Indian shares were at more than four-and-half-month low on February 28, as global growth concerns mounted amid rising cases of coronavirus worldwide.
The bears remained firmly in control on Dalal Street for the sixth consecutive session, throwing out the bulls on the last trading day of February and first day of March series.
The BSE Sensex closed at 38,297.29, down 3.64 percent or 1,448.37 points, the biggest single day fall since August 24, 2015.
The market crash wiped out Rs 5.53 lakh crore of investors’ wealth, taking six-day losses to Rs 11.84 lakh crore.
The Nifty50 fell 431.50 points or 3.71 percent to 11,201.80, the lowest level since October 7, 2019.
The market breadth was largely in favour of the bears as more than four shares declined for every share rising on the BSE.
After China, which has seen 2,788 deaths and more than 78,824 infections, coronavirus cases have been rising in other countries, fanning fears of a pandemic and making investors jittery.

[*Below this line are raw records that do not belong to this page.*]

PR #5343, opened 2021-01-03
Fix typo

Razuuu:
Hey!

There's a typo in the README.md :)

### DIFF
--- a/README.md
+++ b/README.md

South Korea is the second largest infected country after China, reporting an additional 256 novel coronavirus cases, taking the total to 2,022 with unchanged death toll of 13. Cases were also reported from New Zealand, Nigeria and Iran, though infected cases and deaths declined in China from where the outbreak began.

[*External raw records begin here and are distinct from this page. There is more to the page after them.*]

PR #5230, opened 2020-12-20
Update prettytime.

Isira-Seneviratne:
#### What is it?
- [ ] Bugfix (user facing)
- [ ] Feature (user facing)
- [x] Codebase improvement (dev facing)
- [ ] Meta improvement to the project (dev facing)

#### Description of the changes in your PR

- Update prettytime to `5.0.0.Final`.

#### APK testing 

[debug.zip](https://github.com/TeamNewPipe/NewPipe/files/5720570/debug.zip)

#### Due diligence
- [x] I read the [contribution guidelines](https://github.com/TeamNewPipe/NewPipe/blob/HEAD/.github/CONTRIBUTING.md).

PR #5358, opened 2021-01-06
Make Localization.relativeTime testable

XiangRongLin:
#### What is it?

- Make Localization.relativeTime testable.
- Add some simple tests

#### Context

- Problem is global state in static variable `prettyTime`. But for performance reasons on Android that is preferred.
- At first i wanted to make a manager class which would then not be static. similiar how i did #5059 and #5225. But this would come with a performance loss, because every call to `relativeTime` would then create a manager object, create `prettyTime`, determine the app language, etc. https://developer.android.com/training/articles/perf-tips#ObjectCreation
- This solution allows injecting `prettyTime` for tests while only adding a method call when initializing `prettyTime` and otherwise keeping the performance fo `relativeTime`

#### APK testing 

https://github.com/TeamNewPipe/NewPipe/actions/runs/466273618

#### Due diligence

### DIFF
--- a/app/src/test/java/org/schabi/newpipe/util/LocalizationTest.kt
+++ b/app/src/test/java/org/schabi/newpipe/util/LocalizationTest.kt
@@ -18,6 +18,7 @@ class LocalizationTest {
 
         val actual = Localization.relativeTime(GregorianCalendar(2021, 1, 6))
 
+        // yes this assertion is true, even if it should be 5 days, it works as it is. Future research required.
         assertEquals("1 month from now", actual)
     }
 
--- a/app/src/test/java/org/schabi/newpipe/util/LocalizationTest.kt
+++ b/app/src/test/java/org/schabi/newpipe/util/LocalizationTest.kt
@@ -1,0 +1,39 @@
+package org.schabi.newpipe.util
+
+import org.junit.Assert.assertEquals
+import org.junit.Test
+import org.ocpsoft.prettytime.PrettyTime
+import java.text.SimpleDateFormat
+import java.time.OffsetDateTime
+import java.time.ZoneOffset
+import java.util.GregorianCalendar
+import java.util.Locale
+
+class LocalizationTest {
+
+    @Test
+    fun `After initializing pretty time relativeTime() with a Calendar must work`() {
+        val reference = SimpleDateFormat("yyyy/MM/dd").parse("2021/1/1")
+        Localization.initPrettyTime(PrettyTime(reference, Locale.ENGLISH))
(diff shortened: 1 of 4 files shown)


app/src/test/java/org/schabi/newpipe/util/LocalizationTest.kt
```diff
@@ -0,0 +1,39 @@
...
+class LocalizationTest {
+
+    @Test
+    fun `After initializing pretty time relativeTime() with a Calendar must work`() {
+        val reference = SimpleDateFormat("yyyy/MM/dd").parse("2021/1/1")
+        Localization.initPrettyTime(PrettyTime(reference, Locale.ENGLISH))
+
+        val actual = Localization.relativeTime(GregorianCalendar(2021, 1, 6))
+
+        assertEquals("1 month from now", actual)
```
Redirion, line 21: Maybe I am just unable to understand Kotlin, in this case please enlighten me. But this assertion will never be true because both times are just 5 days apart from each other - especially when I compare it with the last test? So shouldn't it be `assertEquals("5 days from now", actual)` here as well?

XiangRongLin: You are absolutly correct, but this is actually what pretty time returns. I would guess it's either a bug in `PrettyTime` or a limitation when comparing with `GregorianCalendar`.

For these tests i went with the assumption that the current state is correct. So i just added assertions with what is returned, so regressions are covered.

Redirion: okay, can you add this explanation as an inline comment so that no one stumbles upon this later?

XiangRongLin: Do you mean the first paragraph of the second (or both)?

I would add the first with the note that further research is required

Redirion: just add anything meaningful like `// yes this assertion is true, even if it should be 5 days, it works as it is. Future research required`

Maybe it has to do something with timezone shift. Could it be that Locale.ENGLISH is defaulting to the global standard locale US in Android? This would explain why 2021, 1, 1 is in fact 2020,12,12 normalized to UTC and could explain "1 month from now"

Redirion (approved):

Redirion:
*sigh* did just see https://github.com/TeamNewPipe/NewPipe/pull/5230

mayb we should have merged this earlier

The total infected cases across the world stood at 83,342 with 2,858 deaths.
"With cases of the new coronavirus disease rising quickly beyond China, the odds of the outbreak turning into a pandemic have now doubled — from 20 percent to 40 percent,” CNBC-TV18 quoted Moody’s Analytics as saying.
Previous assumption that the virus would be contained in China proved optimistic, and the odds of a pandemic were rising, the report added. It had earlier predicted a 20 percent chance of a pandemic.
Dan Fineman of Credit Suisse told CNBC-TV18 they had cut GDP forecast for China by 0.5 percent. "We should see a much bigger impact on earnings than that 0.5 percent," Fineman said.
In case of India, he said the country was not very much impacted by the virus. "For India, it's more domestic factors that drive our view which is fairly neutral on the market within an Asian context," Fineman said.
World markets reacted sharply, with Dow Jones falling more than 12 percent (3,581 points) in six consecutive sessions. Dow Jones futures fell over 260 points on February 28, indicating a weak opening later during the day.
Among Asian counterparts, Japan's Nikkei, Shanghai Composite, Hong Kong's Hang Seng, South Korea's Kospi and Australia's ASX 200 were down 2.4-3.7 percent at close.
Back home, more than 350 NSE stocks hit 52-week low, including ACC, ABB India, Apollo Tyres, Bandhan Bank, Bank of Baroda, IndusInd Bank, Hero MotoCorp, GAIL, Coal India, Wipro, M&M, Hindalco, Vedanta etc.
The broader markets had fallen in line benchmarks, with Nifty Midcap and Smallcap indices declining 3.27 percent and 3.83 percent respectively.
All sectoral indices ended in the red, with Metal being the biggest loser with over 7 percent loss followed by Nifty IT, Bank, Auto, FMCG, IT, Pharma and Realty, which lost 2-5 percent.